Who would have imagined that John McCain would lose the election because he had a failure of courage at the last minute? Who would have guessed that he would fail to stand on principle for fear of being criticized and would fail as a result? If John McCain is to lose this election, let it at least be fighting for principle, as he has done throughout his storied career.

By backing an alternative, McCain forces Obama to defend the Democratic/Bush package. He can tie Obama to Bush and to the Washington insider/Wall Street crowd. He can give his populism a programmatic reality and a topical relevance. Obama would have to spend the rest of the election defending the $700 billion turkey the length and breadth of the country.

America detests the bailout package. Polls show better than 2-to-1 opposition. Were McCain and the Republicans able to project that there is another alternative that works, the opposition would swell to even greater proportions.

Obama and the Democrats could cite the views of Treasury Secretary Henry Paulson, Fed Chairman Ben Bernanke and Wall Street executives that the Republican relief package would be too little, too late. But voters can be pardoned for skepticism. Paulson, a few years removed from Wall Street, and Democrats, in hock to the street for campaign contributions, are naturally eager to get their hands on $700 billion. If Obama lends himself to that cause, it could cost him the election.

McCain needs to have the courage to free himself from the web of Washington deals and take a principled stand for the right side and stay there. Then the inevitable dynamics of the process will bring the country around to him. Otherwise, his campaign will have missed the opportunity to draw the kind of clear issue that would have gotten him elected president.

It is admirable to see a candidate of principle and conviction lose an election by standing on his beliefs. It is sickening to see one lose by abandoning them.


----------



## Plainsman (Jul 30, 2003)

I see later today McCain is up to 44 compared to Obama at 48. The gap is closing again. I don't know why, but it's good news.


----------



## hunter9494 (Jan 21, 2007)

Bobm said:


> another right wing rant for my friend Robert :beer:
> 
> THERE'S STILL TIME, JOHN MCCAIN
> 
> ...


excellent analogy......he could win the election by a landslide, but it would take monster guts to accomplish this, it is an all or nothing gamble, but quite frankly, it may be his only chance.......a lot of people would support him in denying the bailout for Wall Street.....this could easily be accomplished and an alternative plan put in place to save Main Street.
the dems and the repubs are lying to us again, this bailout is not necessary and is not right for the long term and the taxpayer..this will not fix anything and only buy time, before we are in deep **** again.......


----------



## 4CurlRedleg (Aug 31, 2003)

Plainsman said:


> I see later today McCain is up to 44 compared to Obama at 48. The gap is closing again.

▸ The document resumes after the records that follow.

PR #145, opened 2016-02-15
Clean node cache when running dev server

thangngoc89:
- Combine layouts, metadata, routes into data object
- Some minor change in web_modules/layouts/index.js

~~Don't merge yet. I messed up something here. The original branch works like a charm~~

### DIFF
--- a/boilerplate/scripts/build.js
+++ b/boilerplate/scripts/build.js
@@ -1,8 +1,6 @@
 import builder from "statinamic/lib/builder"
 
-import * as layouts from "../web_modules/layouts"
-import metadata from "../web_modules/app/metadata"
-import routes from "../web_modules/app/routes"
+import * as exports from "../web_modules/app/exports"
 import store from "../web_modules/app/store"
 
 import config from "./config.js"
@@ -14,8 +12,6 @@ builder({
   webpackConfig,
   clientWebpackConfig,
 
-  layouts,
-  metadata,
-  routes,
+  exports,
   store,
 })
--- a/boilerplate/web_modules/app/exports.js
+++ b/boilerplate/web_modules/app/exports.js
@@ -1,0 +1,3 @@
+export const layouts = require.resolve("../layouts")
+export const metadata = require.resolve("./metadata")
+export const routes = require.resolve("./routes")
--- a/CHANGELOG.md
+++ b/CHANGELOG.md
@@ -1,3 +1,10 @@
+- Changed: build and client scripts now require an exports value
+  that must contains layouts, metadata and routes
+  ([#145](https://github.com/MoOx/statinamic/pull/145))
+- Added: during development for pre-rendering, dev server will refresh
+  all files for each render
+  ([#145](https://github.com/MoOx/statinamic/pull/145))
+
 # 0.7.1 - 2016-02-12
 
 _Minor release since the only change only affects new setup (so this is not
--- a/docs/scripts/build.js
+++ b/docs/scripts/build.js
@@ -1,8 +1,6 @@
 import builder from "statinamic/lib/builder"
 
-import * as layouts from "../web_modules/layouts"
-import metadata from "../web_modules/app/metadata"
-import routes from "../web_modules/app/routes"
+import * as exports from "../web_modules/app/exports"
 import store from "../web_modules/app/store"
 
 import config from "./config.js"
@@ -14,8 +12,6 @@ builder({
   webpackConfig,
   clientWebpackConfig,
 
-  layouts,
-  metadata,
-  routes,
+  exports,
   store,
 })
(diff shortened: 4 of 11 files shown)


boilerplate/web_modules/layouts/index.js
```diff
@@ -1,5 +1,12 @@
-export Page from "./Page" // default layout
-export PageError from "./PageError"
+import Page from "./Page" // default layout
+import PageError from "./PageError"
 
 // you can add your own layout here
-// eg: export Post from "Post"
+// eg: import Post from "Post"
+
+const layouts = {
```
MoOx: I don't really like this breaking change (not necessary). Maybe in the dev server we should do something smarter instead of just .default?

boilerplate/scripts/build.js
```diff
@@ -1,8 +1,8 @@
 import builder from "statinamic/lib/builder"
 
-import * as layouts from "../web_modules/layouts"
-import metadata from "../web_modules/app/metadata"
-import routes from "../web_modules/app/routes"
+const layouts = require.resolve("../web_modules/layouts")
+const metadata = require.resolve("../web_modules/app/metadata")
+const routes = require.resolve("../web_modules/app/routes")
```
MoOx: Maybe we can move this 3 lines in an "web_modules/app/exports.js" and reuse it in the index-client.js ?

boilerplate/scripts/build.js
```diff
@@ -1,8 +1,8 @@
...
 import store from "../web_modules/app/store"
```
MoOx: Should we introduce the store too?

boilerplate/scripts/build.js
```diff
@@ -14,8 +14,10 @@ builder({
   webpackConfig,
   clientWebpackConfig,
 
-  layouts,
-  metadata,
-  routes,
   store,
+  data: {
```
MoOx: I don't like the "data" name. Maybe "exports" ?

boilerplate/web_modules/layouts/index.js
thangngoc89: Alright, let's make it smarter :))

boilerplate/scripts/build.js
thangngoc89: Alright. Will rename it

boilerplate/scripts/build.js
thangngoc89: Nope. The store must be in memory and hold data. If we include it, this will become a big refactor

MoOx: The store only keep page data. Collection (during development) are in another memory cache.

thangngoc89:
Forgot about collection. React will complaint about invalid checksum when we change the markdown content. Btw, renamed data to exports, this PR should be backward compat with 0.7.1

boilerplate/web_modules/app/exports.js
```diff
@@ -0,0 +1,9 @@
+const layouts = require.resolve("../layouts")
+const metadata = require.resolve("./metadata")
+const routes = require.resolve("./routes")
+
+export default {
+  layouts,
+  metadata,
+  routes,
+}
```
MoOx: Maybe we can make the code smaller by directly exporting values?

boilerplate/scripts/build.js
thangngoc89: Introduce the store to exports var just add more complexity, no real benefit.

MoOx:
As soon as someone need to update it script/build or something in this folder, it's actually a breaking change.

thangngoc89:
Before statinamic reach 1.0, public API will keep changing...

MoOx:
Yeah but that not just an addition :) (no big deal, just to be clear).

MoOx:
There is in this PR a real change (even if it's really minor)

thangngoc89:
So change CHANGELOG from 'Added' to 'Changed' right ?

MoOx:
You can probably add two entries? 

- Changed: build and client scripts now require an ``exports`` value that must contains ``layouts``, ``metadata`` and ``routes``
- Added: during development for pre-rendering, dev server will refresh all files for each render

thangngoc89:
Updated changelog.

MoOx:
Nice. Will merge and release with custom routes feature when I have some times.

thangngoc89:
Squashed. Just let you know that client script wasn't changed in this PR.

thangngoc89:
@MoOx could you merge this into next branch ? I'm gonna send a different request that has conflict with this one

MoOx:
Yeah but maybe we should change this in order to "normalize" build and client bootstraps?

thangngoc89:
I'm on it

MoOx:
Ok I will see that change for client script later.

I don't know why, but it's good news.


Americans are a little slow on the uptake, it takes 3-4 days for information to sink in. :lol:

Seriously I think the polls are skewed on any given day by the samples they take. It is still a damn close race. To close for my liken.

Hopefully McCain will cut loose Palin tomorrow night and let het her crush Biden.


----------



## Plainsman (Jul 30, 2003)

McCain is a pansy. He needs to take the muzzle of the pit bull.


----------



## huntin1 (Nov 14, 2003)

Posted this in another thread, thought I'd repost it here.

I talked with a person this past weekend who is making calls for one of these polls, they were instructed to check Obama if the caller was undecided. The poll is being sponsered by, who would have guessed, the Democrats.

So much for unbiased polls.

huntin1


----------



## Plainsman (Jul 30, 2003)

huntin1 said:


> Posted this in another thread, thought I'd repost it here.
> 
> I talked with a person this past weekend who is making calls for one of these polls, they were instructed to check Obama if the caller was undecided. The poll is being sponsered by, who would have guessed, the Democrats.
> 
> ...


I noticed depending on the poll now there is as little as two percent with some and as much as 16% with others. I was polled the other day and asked questions for 12 minutes. My wife and I usually get three or four calls every election. I have never had one that long.


----------